#### DATA BELOW:
BEGIN
PR #133, opened 2025-05-22
CPLYTM-748 CPLYTM-749 CPLYTM-761 CPLYTM-788 Add info command

gvauter:
## Summary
END
Every line between the one that contains "CPLYTM-748 CPLYTM-749 CPLYTM-761" and the last line of the listing, both included, should be retyped exactly, with nothing else added.

CPLYTM-748 CPLYTM-749 CPLYTM-761 CPLYTM-788 Add info command

gvauter:
## Summary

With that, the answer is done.